Seven executives from four Chinese container firms face charges for price fixing during the pandemic, according to the US Department of Justice.
The US Department of Justice has indicted seven executives from four Chinese container manufacturers, including Singamas and CIMC, for alleged price fixing during the pandemic years, reported a DOJ press release.
The indictment, unsealed in January 2026, accuses the companies of violating the Sherman Antitrust Act by conspiring to restrict output and fix prices of standard dry containers between 2019 and 2024. Prices of 20-foot and 40-foot containers more than doubled during that period as global supply chains faced severe disruption.
One executive, Vick Nam Hing Ma of Singamas, has been arrested.
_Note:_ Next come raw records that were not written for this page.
Issue #4994, opened 2017-07-05
Docker secrets compatibility issue


hiagop:
I'm trying to deploy an IMAP server using docker-compose and secrets for the sensitive data management. I followed the [documentation for the long syntax form of creating secrets](https://docs.docker.com/compose/compose-file/#long-syntax-2). But anytime I do `docker-compose up -d` I get this warning:

> WARNING: Service "imap" uses secret "key" with uid, gid, or mode. These fields are not supported by this implementation of the Compose file
> WARNING: Service "imap" uses secret "cert" with uid, gid, or mode. These fields are not supported by this implementation of the Compose file

This actually doesn't prevent the containers from being deployed though. But none of the properties set in the docker-compose.yml file are applied to the generated files inside the container.

I have already checked for the [compatibility table](https://docs.docker.com/compose/compose-file/#compose-and-docker-compatibility-matrix), but according to it, I should not be getting this warning, since I'm running my containers with the following docker engine and docker-compose versions:

`$ docker version`:

> Client:
>  Version:      17.06.0-ce
>  API version:  1.30
>  Go version:   go1.8.3
>  Git commit:   02c1d87
>  Built:        Fri Jun 23 21:20:04 2017
>  OS/Arch:      linux/amd64
> 
> Server:
>  Version:      17.06.0-ce
>  API version:  1.30 (minimum version 1.12)
>  Go version:   go1.8.3
>  Git commit:   02c1d87
>  Built:        Fri Jun 23 21:18:59 2017
>  OS/Arch:      linux/amd64
>  Experimental: false

`$ docker-compose version`:

> docker-compose version 1.14.0, build c7bdf9e
> docker-py version: 2.3.0
> CPython version: 2.7.9
> OpenSSL version: OpenSSL 1.0.1t  3 May 2016

-------------------
This is my **docker-compose.yml** file:

```
version: '3.1'
services:
    imap:
        image: cyrus
        hostname: cyrus
        volumes:
            - volume1
            - volume2
            - volume3
            - volume4
        secrets:
            - source: key
              target: my.key
              uid: '0'
              gid: '109'
              mode: 0640
            - source: cert
              target: my.crt
              uid: '0'
              gid: '109'
              mode: 0640
        ports:
            - 110:110
            - 143:143
            - 993:993
            - 995:995
            - 4190:4190
        restart: always
        networks:
            - mail
    logger:
        image: gliderlabs/logspout
        hostname: logspout
        volumes:
[...]

PR #5684, opened 2018-02-17
Compatibility mode

### LINKED ISSUE #4513: How to specify Memory & CPU limit in version 3
I am unable to specify CPU & memory for services specified in version 3 . 

With version 2 it works fine with "mem_limit" & "cpu_shares" parameters under the services . But it fails while using version 3 , putting them under deploy section doesn't seem worthy unless i am using swarm mode . 

Can somebody help ? 

    version: "3"
    services:
      node:
        build:
          context: .
          dockerfile: ./docker-build/Dockerfile.node
        restart: always
        environment:
          - VIRTUAL_HOST=localhost
        volumes:
          - logs:/app/out/
        expose:
          - 8083
        command: ["npm","start"]
        cap_drop:
          - NET_ADMIN
          - SYS_ADMIN

shin-:
Using the `--compatibility` CLI flag, v3 files can be converted to their v2 equivalent, with `deploy` options translated when possible. `--compatibility` can be used with all commands.

The conversion is a "best effort" attempt and shouldn't be relied on for production deployments.

Fixes #4513

### DIFF
--- a/compose/config/config.py
+++ b/compose/config/config.py
@@ -896,6 +896,7 @@ def translate_resource_keys_to_container_config(resources_dict, service_dict):
         service_dict['mem_reservation'] = resources_dict['reservations'].get('memory')
         if 'cpus' in resources_dict['reservations']:
             return ['resources.reservations.cpus']
+    return []
 
 
 def convert_restart_policy(name):
@@ -919,7 +920,7 @@ def translate_deploy_keys_to_container_config(service_dict):
         if k in deploy_dict
     ]
 
-    if 'replicas' in deploy_dict and deploy_dict.get('mode') == 'replicated':
+    if 'replicas' in deploy_dict and deploy_dict.get('mode', 'replicated') == 'replicated':
         service_dict['scale'] = deploy_dict['replicas']
 
     if 'restart_policy' in deploy_dict:
--- a/compose/config/config.py
+++ b/compose/config/config.py
@@ -16,6 +16,7 @@ from . import types
 from .. import const
 from ..const import COMPOSEFILE_V1 as V1
 from ..const import COMPOSEFILE_V2_1 as V2_1
+from ..const import COMPOSEFILE_V2_3 as V2_3
 from ..const import COMPOSEFILE_V3_0 as V3_0
 from ..const import COMPOSEFILE_V3_4 as V3_4
 from ..utils import build_string_dict
@@ -341,7 +342,7 @@ def find_candidates_in_parent_dirs(filenames, path):
     return (candidates, path)
 
 
-def check_swarm_only_config(service_dicts):
+def check_swarm_only_config(service_dicts, compatibility=False):
     warning_template = (
         "Some services ({services}) use the '{key}' key, which will be ignored. "
         "Compose does not support '{key}' configuration - use "
@@ -357,13 +358,13 @@ def check_swarm_only_config(service_dicts):
                     key=key
                 )
             )
-
-    check_swarm_only_key(service_dicts, 'deploy')
+    if not compatibility:
+        check_swarm_only_key(service_dicts, 'deploy')
     check_swarm_only_key(service_dicts, 'credential_spec')
     check_swarm_only_key(service_dicts, 'configs')
 
 
-def load(config_details):
+def load(config_details, compatibility=False):
     """Load the configuration from a working directory and a list of
     configuration files.  Files are loaded in order, and merged on top
     of each other to create the final configuration.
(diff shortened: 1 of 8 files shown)


shin-:
cc @mefyl @vdemeester for review :eyeglasses:

thaJeztah:
But doesn’t the V3 format already support memory and cpu limits? ie;

```yaml
deploy:
      resources:
        limits:
          cpus: '0.50'
          memory: 50M
        reservations:
          cpus: '0.25'
          memory: 20M

**Comment by thaJeztah** [comment]
Oh; they were ignored by docker compose? Sorry, missed that

**Comment by shin-** [comment]
@thaJeztah Yes, the point here is to have a way to account for them in Compose as well. It's behind a flag because we can't really guarantee the behavior will match exactly what you would see with `stack deploy`. Does that make sense?

**Comment by dnephin** [comment]
Would it make sense make this an option on `docker-compose config` for converting a config from v3 to v2? That way you could inspect the changes to have some idea of what you're running.

**Comment by shin-** [comment]
@dnephin it works with `config` as well - it outputs a valid 2.3 file.

**Comment by thaJeztah** [comment]
> It's behind a flag because we can't really guarantee the behavior will match exactly what you would see with stack deploy. Does that make sense?

Wondering; things like `configs` and `secrets` already have a different implementation in docker-compose; if we document that there are differences, would it make sense to enable it by default (possibly an option to _disable_ it)?

**Comment by shin-** [comment]
I want to say no - the secrets emulation is super confusing to users as it is already (see feedback in https://github.com/docker/compose/issues/4994 for example). I think having users opt into the feature gives us a chance to setup expectations a little better.

**Comment by thaJeztah** [comment]
Ah, yes, then 👍 on the flag

**Comment by thiagolsfortunato** [comment]
When I executed docker-compose --compatibility config` return this message:

`WARNING: The following deploy sub-keys are not supported in compatibility mode and have been ignored: resources.reservations.cpus`

```
deploy:
      resources:
        limits:
          memory: 1G
          cpus: '1'
        reservations:
          memory: 512M
          cpus: '0.50'
```

Why flag `--compatibility` does not support resources.reservations.cpus and resources.limits.cpus ?!

**Comment by thaJeztah** [comment]
> Why flag `--compatibility` does not support `resources.reservations.cpus` and `resources.limits.cpus` equals memory ?!

Those options are scheduling options for swarm-mode services (i.e., they don't actually reserve the resources, only make swarm take those into account when scheduling containers on a node).

Docker Compose doesn't work with swarm mode (it deploys local containers), so there's no orchestrator to take those limits into account

**Comment by thiagolsfortunato** [comment]
For not swarm-mode, how can I manager memory and cpu resources ?

**Comment by thaJeztah** [comment]
Using the feature described here; the warning that's printed is about cpu _reservation_;

Using this compose file:

```yaml
version: '3.5'
services:
  web:
    image: nginx:alpine
    deploy:
      resources:
        limits:
          cpus: '0.50'
          memory: 50M
```


```
docker-compose --compatibility up -d
WARNING: The following deploy sub-keys are not supported in compatibility mode and have been ignored: resources.reservations.cpus
Creating network "compat_default" with the default driver
Creating compat_web_1 ... done
```

```
docker inspect compat_web_1

...
    "Memory": 52428800,
    "NanoCpus": 500000000,
...
```

compose/config/config.py
```diff
@@ -868,10 +873,80 @@ def finalize_service(service_config, service_names, version, environment):
...
     return normalize_v1_service_format(service_dict)
 
 
+def translate_resource_keys_to_container_config(resources_dict, service_dict):
+    if 'limits' in resources_dict:
+        service_dict['mem_limit'] = resources_dict['limits'].get('memory')
+        if 'cpus' in resources_dict['limits']:
+            service_dict['cpus'] = float(resources_dict['limits']['cpus'])
+    if 'reservations' in resources_dict:
+        service_dict['mem_reservation'] = resources_dict['reservations'].get('memory')
```
thaJeztah: @shin- I just noticed this; this part isn't correct, because `--memory-reservation` (although named similar) is something very different than `--reserve-memory` on `docker service`; see https://github.com/moby/moby/pull/14579

samson-sham:
Sorry, I have been searching a way to set memory limit in **non-swarm** mode with compose config v3.5, and I am reading back & forth amongst:
#4513, #5803, #4994 
also with documentations:
https://docs.docker.com/compose/compose-file/#resources

The reason why I have to use v3.5 is because I had setup the networks between containers, that worked perfect.
But I want to test a specific container with memory shortage, and I find no way to configure this with v3.

```
version: "3.5"

services:
    mq:
      image: rabbitmq:3.7.11-management-alpine
      hostname: amqphost
      ports:
        - "5672:5672"
        - "15672:15672"
      restart: always
      networks:
        - mqnet
      # mem_limit: 200m
      # mem_reservation: 128m
      # deploy:
      #   resources:
      #     limits:
      #       memory: 200m
      #     reservations:
      #       memory: 128m
networks:
  mqnet:
    name: mqnet
    driver: bridge
```

So here is my docker-compose, sorry I have no idea to do networking with swarm, and I have also tried with `--compatibility` , which obviously doesn't support `mem_limit` & `mem_reservation` .
I hate to ask this, but what should I do?

ZacharyBacon:
https://blog.csdn.net/ZacharyBacon/article/details/121739675 为何不通过cgroup限制资源，现在只是支持swarm模式下，如果是非swarm下，可以通过挂载cgroup的文件来限制容器的资源。感兴趣的话，可以看下我写的这篇文章。

lordraiden:
So now "limits" cpu/memory can be used with compatibility mode in a v3 file
But "cpu_shares", "cpu_quota", "cpuset", "mem_limit" can not be used unless you use a v2 file
right?

thaJeztah:
@lordraiden this is a 6 year old pull request; docker compose v2 now uses the compose-specification file format which does not use a version, and unifies the v2 and v3 features; docs are located here; https://docs.docker.com/compose/compose-file/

Others charged include Teo Siong Seng, chief executive of Singamas and chairman of Pacific International Lines. The companies named are CIMC, Shanghai Universal Logistics Equipment, and CXIC Group Containers.
The DOJ said the alleged cartel 'held hostage the world's supply of ocean shipping containers during the Covid pandemic.' Investigators cited evidence of agreements to limit production shifts, install surveillance on factory lines, avoid building new plants, and penalize cheating through a shared fund.
The case will be prosecuted in federal court in San Francisco. Violations of the Sherman Act carry penalties of up to 10 years in prison and US$1 million in fines for individuals, and up to $100 million for corporations. Fines may be increased to twice the gain or loss caused by the crime.
The Sherman Act also allows private parties to seek treble damages. Cargo interests affected by soaring container prices during the pandemic could file lawsuits if the courts confirm the manufacturers attempted to monopolize the market.